### EXERCISE REQUIREMENTS
Give back the entries exactly, ending with the "- existing submitted brief response" line.

· · · · ·

PR #624, opened 2017-02-21
Fix bug with POST to 'responses/start' if brief response exists

idavidmcdonald:
Reviewers, please read the pivotal story with comments first - https://www.pivotaltracker.com/story/show/139468419

POST route now handles three cases
- no existing brief response
- existing draft brief response
- existing submitted brief response

If you click the 'Start application' button and you have an ongoing application that has not been submitted you should be redirected to the application flow at the start for your existing application which is prefilled (similar to the continue application button).

If you click the 'Start application' button and you have already applied and completed an application you should be redirected to your response page with a error message saying 'you have already applied' or to that effect, again the same as the continue application button.

I wanted to bring in `assert_not_called` from mock 1.3.0 for tests but decided we might as well upgrade all the way to 2.0.0. (http://mock.readthedocs.io/en/latest/changelog.html)

### DIFF
--- a/app/main/views/briefs.py
+++ b/app/main/views/briefs.py
@@ -91,21 +91,30 @@ def start_brief_response(brief_id):
     if not is_supplier_eligible_for_brief(data_api_client, current_user.supplier_id, brief):
         return _render_not_eligible_for_brief_error_page(brief)
 
-    if request.method == 'POST':
-        brief_response = data_api_client.create_brief_response(
-            brief_id,
-            current_user.supplier_id,
-            {},
-            current_user.email_address,
-        )['briefResponses']
-        brief_response_id = brief_response['id']
-        return redirect(url_for('.edit_brief_response', brief_id=brief_id, brief_response_id=brief_response_id))
-
     brief_response = data_api_client.find_brief_responses(
         brief_id=brief_id,
         supplier_id=current_user.supplier_id,
         status='draft,submitted'
     )['briefResponses']
+
+    if request.method == 'POST':
+        if brief_response:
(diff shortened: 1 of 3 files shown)


app/main/views/briefs.py
```diff
@@ -91,22 +91,31 @@ def start_brief_response(brief_id):
...
     )['briefResponses']
 
+    if request.method == 'POST':
+        if brief_response:
+            if brief_response[0].get('status') == 'submitted':
+                flash('already_applied', 'error')
+                return redirect(url_for(".view_response_result", brief_id=brief_id))
+            if brief_response[0].get('status') == 'draft':
+                return redirect(
+                    url_for('.edit_brief_response', brief_id=brief_id, brief_response_id=brief_response[0]['id'])
```
Wynndow: Why not use `.get()` here, like when pulling out the status of the brief response a few lines above?

app/main/views/briefs.py
```diff
@@ -91,22 +91,31 @@ def start_brief_response(brief_id):
...
+                )
+        else:
+            brief_response = data_api_client.create_brief_response(
+                brief_id,
+                current_user.supplier_id,
+                {},
+                current_user.email_address,
+            )['briefResponses']
+            brief_response_id = brief_response['id']
```
Wynndow: Same as above

idavidmcdonald:
Thanks @Wynndow, decided to remove the unecessary `get`s. I also tidied the code up a bit to get rid of some duplication.

Should be no problems but do have a glance...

· · · · ·

### RESPONSE AREA
PR #624, opened 2017-02-21
Fix bug with POST to 'responses/start' if brief response exists

idavidmcdonald:
Reviewers, please read the pivotal story with comments first - https://www.pivotaltracker.com/story/show/139468419

POST route now handles three cases
- no existing brief response
- existing draft brief response
- existing submitted brief response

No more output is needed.